OpenAI embedding model. Options include text-embedding-3-small, text-embedding-3-large, and text-embedding-ada-002.
dimensions
int
Output vector dimensions. Defaults to the model’s native dimensions. text-embedding-3-small supports up to 1536.
api_key
str
OpenAI API key. Defaults to the OPENAI_API_KEY environment variable.

Model Comparison

ModelDimensionsPerformanceCost
text-embedding-3-large3072HighestHigher
text-embedding-3-small1536GoodLow
text-embedding-ada-0021536GoodLow

VoyageAIEmbedder

Uses Voyage AI’s embedding models, which excel at domain-specific and multilingual content.
from definable.knowledge import VoyageAIEmbedder

embedder = VoyageAIEmbedder(
    id="voyage-2",
    dimensions=1024,
)
id
str
default:"voyage-2"
Voyage AI model. Options include voyage-2, voyage-large-2, and others.
dimensions
int
default:"1024"
Output vector dimensions.
api_key
str
Voyage AI API key. Defaults to the VOYAGE_API_KEY environment variable.
Requires the voyageai package. Install with pip install voyageai.

Using Embedders

With Knowledge

Pass an embedder when creating a knowledge base:
from definable.knowledge import Knowledge, InMemoryVectorDB, OpenAIEmbedder

knowledge = Knowledge(
    vector_db=InMemoryVectorDB(),
    embedder=OpenAIEmbedder(),
)

Standalone

Generate embeddings directly:
embedding = embedder.get_embedding("Hello, world!")
print(len(embedding))  # 1536

Batch Embedding

Embed multiple texts efficiently in a single API call:
texts = ["First document", "Second document", "Third document"]
embeddings, usages = await embedder.async_get_embeddings_batch_and_usage(texts)
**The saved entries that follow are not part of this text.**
PR #3294, opened 2026-09-03
[BREAKING][FEATURE] Share a scene as a file that opens without its assets (cont'd).

duburcqa:
## Description

Follow-up to #3288. The knowledge of how a scene is written and read back moves from `scene.py` and `serialization.py` to the classes that own it.

- The `Described` marker is gone. `Entity.desc` is the protocol: an entity hands back its description, or None for a kind no description carries, and `Scene.export` names what it refuses and what it leaves out from the scene's own collections instead of walking private attributes.
- A rigid entity is created from its description alone. Resolution, from morphs and assets to a description, lives in the description classes beside the entity (`genesis/engine/entities/rigid_entity/description.py`); every solver's `add_entity` takes `desc=None` and builds from a given description, which is the path `Scene.load` takes. Attachments are restored where the entity is created, since a description names only entities created before it.
- Each solver declares the material class it simulates (`Solver.material_cls`); the simulator dispatches from that instead of an `isinstance` chain. The scene no longer checks which material accepts which morph: an entity rejects a morph it cannot build from.
- Options hold only what they were created with: `USD` no longer carries a stage context (`parse_usd_stage` opens the stage once for all the entities of a stage), a XACRO is expanded by the parsers rather than at morph creation, and a terrain height field is a float array whatever it is given as.
- The serialization facility alone reduces absolute paths to asset names, inline documents included. Meshes, textures and morphs write their values as they are.
- Meshes parsed from USD are named by prim path, so the name holds nothing of the author's filesystem.

## Related Issue

Follows #3288.

## Motivation and Context

An external solver bringing its own entity, material and description should need no edit to the scene, the simulator or the codec to take part in a scene file. The marker mixin and the per-type rewriting in `Scene.export` stood in the way, and options carrying live handles or parse results made the file leak what the author's machine held.

`tests/rigid/test_serialization.py` exports a scene holding every entity kind that travels and loads it back, asserting the manifest holds no author path. `tests/parsers/test_usd.py` covers the stage split and export, `tests/rigid/test_asset_loading.py` the XACRO path, `tests/rigid/test_terrain.py` the height field, and `tests/rigid/test_heterogeneous.py` the rejection of a tuple of morphs by a soft-body entity.

## Checklist:


duburcqa:
@codex review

Creating a Custom Embedder

Subclass Embedder and implement the embedding methods:
from definable.knowledge.embedders import Embedder

class LocalEmbedder(Embedder):
    dimensions: int = 384

    def get_embedding(self, text: str) -> list[float]:
        from sentence_transformers import SentenceTransformer
        model = SentenceTransformer("all-MiniLM-L6-v2")
        return model.encode(text).tolist()
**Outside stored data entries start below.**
PR #3302, opened 2026-09-04
[BUG FIX] Support offscreen rendering with OSMesa.

### LINKED ISSUE #3292: [Bug]: OSMesa (CPU) offscreen rendering is broken
### Bug Description

OSMesa (CPU) offscreen rendering is broken 

### Steps to Reproduce

```python
import os; os.environ["PYOPENGL_PLATFORM"] = "osmesa"  
import genesis as gs
gs.init(backend=gs.cpu)
cam = scene.add_camera(res=(1280, 960), pos=(3, -2, 1.8), lookat=(0, 0, 0.9))
scene.build(n_envs=1); scene.step()
cam.render(rgb=True)    
```

### Expected Behavior

It should return a rendered camera image

### Environment

genesis-world 1.3.3, Python 3.12, Linux x86-64, PYOPENGL_PLATFORM=osmesa, gs.init(backend=gs.cpu). Identical scene on EGL/GPU renders fine.

1.3.3

duburcqa:
## Description

OSMesa contexts render into framebuffer objects like every other offscreen platform. The separate default-framebuffer path, the offscreen viewport hardcoded to 32x32 pixels and the `supports_framebuffers` hook are removed.

PyOpenGL commits to the OSMesa library when it is first imported, for the whole process. The OSMesa platform now checks that it was selected upfront, releases and restores its current context like the EGL platform does, and the interactive viewer rejects `PYOPENGL_PLATFORM='osmesa'` with a clear message, since a window-system context cannot be driven through OSMesa.

OSMesa is selected automatically on a headless Linux machine lacking EGL, where offscreen rendering would otherwise fail, and it is accepted on every operating system: Mesa builds for Windows ship it up to version 25.0.

## Related Issue

Resolves Genesis-Embodied-AI/genesis-world#3292

## Motivation and Context

Every camera render with `PYOPENGL_PLATFORM=osmesa` failed on an assertion: the OSMesa branch of the offscreen renderer never requested an offscreen pass, so the renderer returned nothing. Removing the assertion would have produced 32x32 images regardless of the camera resolution.

Run the script of the issue with `PYOPENGL_PLATFORM=osmesa` set before importing genesis: it renders at the camera resolution, and its RGB, depth and segmentation match the EGL platform pixel for pixel, both running the same software rasterizer. Enabling the viewer with that variable set raises the new exception.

    async def async_get_embedding(self, text: str) -> list[float]:
        return self.get_embedding(text)

Embedder Interface

MethodDescription
get_embedding(text) -> List[float]Get embedding synchronously
async_get_embedding(text) -> List[float]Get embedding asynchronously
get_embedding_and_usage(text)Get embedding with usage stats
async_get_embedding_and_usage(text)Async variant with usage stats
Make sure the dimensions on your embedder matches the dimensions on your vector database. Mismatched dimensions will cause errors during search.